I made a pizza last nite in fact, using your dough recipe. The only
problem I had was the dough itself was not crisp on the bottom, but chewy instead.
The oven temp was 500, and I use a pizza stone. It seems there's a fine line between getting the crust baked to the right done-ness without over
cooking and burning the cheese and other toppings. And yep the rack was in the middle of the oven. How can I make this pizza come out right??
Thanks for any help you can offer.
Roger answer this question:
How long did you heat your pizza stone? This is the biggest problem that
people have when using a stone.
They think that because their oven says 500+ F that the oven is ready for
Not true, Not true. You need to preheat your stone, for one hour, at least.
One (1) hour!!!
Hot hot hot~!!! That is the key....
There is really no fine line: your oven is either hot enough or not...
Honestly it is hard to get great pizza in an oven that only goes to 500 F.
You really need to get your oven hotter for crisp pizza.
Sorry to tell you. But that is the truth.
How old is your oven?
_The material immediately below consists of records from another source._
Issue #2635, opened 2023-08-01
Examples in the Warning section are the same


nikolaynikolaevn:
From manual page: https://php.net/control-structures.alternative-syntax

---

I fail to see the difference between the two examples in the red Warning section.

Girgias:
Probably should be changed to:
```php
<?php switch ($foo): ?>

<?php case 1: ?>
...
<?php endswitch ?>
```

I expect this example to have some trailing whitespace initially that got removed at one point.

PR #2648, opened 2023-08-07
Fix switch alternative syntax

alexandre-daubois:
Fix https://github.com/php/doc-en/issues/2635

### DIFF
--- a/language/control-structures/alternative-syntax.xml
+++ b/language/control-structures/alternative-syntax.xml
@@ -67,9 +67,10 @@ endif;
    <programlisting role="php">
 <![CDATA[
 <?php switch ($foo): ?>
+
     <?php case 1: ?>
     ...
-<?php endswitch ?>
+<?php endswitch; ?>
 ]]>
    </programlisting>
   </informalexample>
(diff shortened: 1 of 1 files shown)


Girgias (approved):

language/control-structures/alternative-syntax.xml
```diff
@@ -67,9 +67,10 @@ endif;
    <programlisting role="php">
 <![CDATA[
 <?php switch ($foo): ?>
+
     <?php case 1: ?>
```
TimWolla, line 71: Isn't the actual problem that the rendered version dropped the indentation of this line?

Girgias: Maybe... that's something that should be flagged on PhD (and the joy of having no tests for it to catch regressions...) hopefully the new line break will "fix" this anyway

alexandre-daubois: I'd say yes, but this means that the doc generator (or related) _may_ be fixed (which could be way more complex than adding this blank line). I guess adding this blank line will help anyway :slightly_smiling_face:

TimWolla: It was a CSS issue, no `white-space: pre`. I also found the previous version a more "natural" mistake, because it can easily halten that someone wants to indent the next line, whereas adding an empty line is less likely.

Girgias: Right, if it's fixed then please feel free to revert.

Can you get it hotter than 500 F? 500+ F is better!!!
Is it really 500 F? Did you use an oven thermometer?
Some peole think there oven is hot enough..you can really only tell with a
It is critical you pre-heat your stone for: AT LEAST ONE HOUR.
No shortcuts here. No kidding.
I look forward to hearing from you.
And for some great recipes please check out my Pizza Therapy Pizza Book:
Tons of tips, recipes and more...
pizza on earth,
"Pizza on Earth...Good Will to All!"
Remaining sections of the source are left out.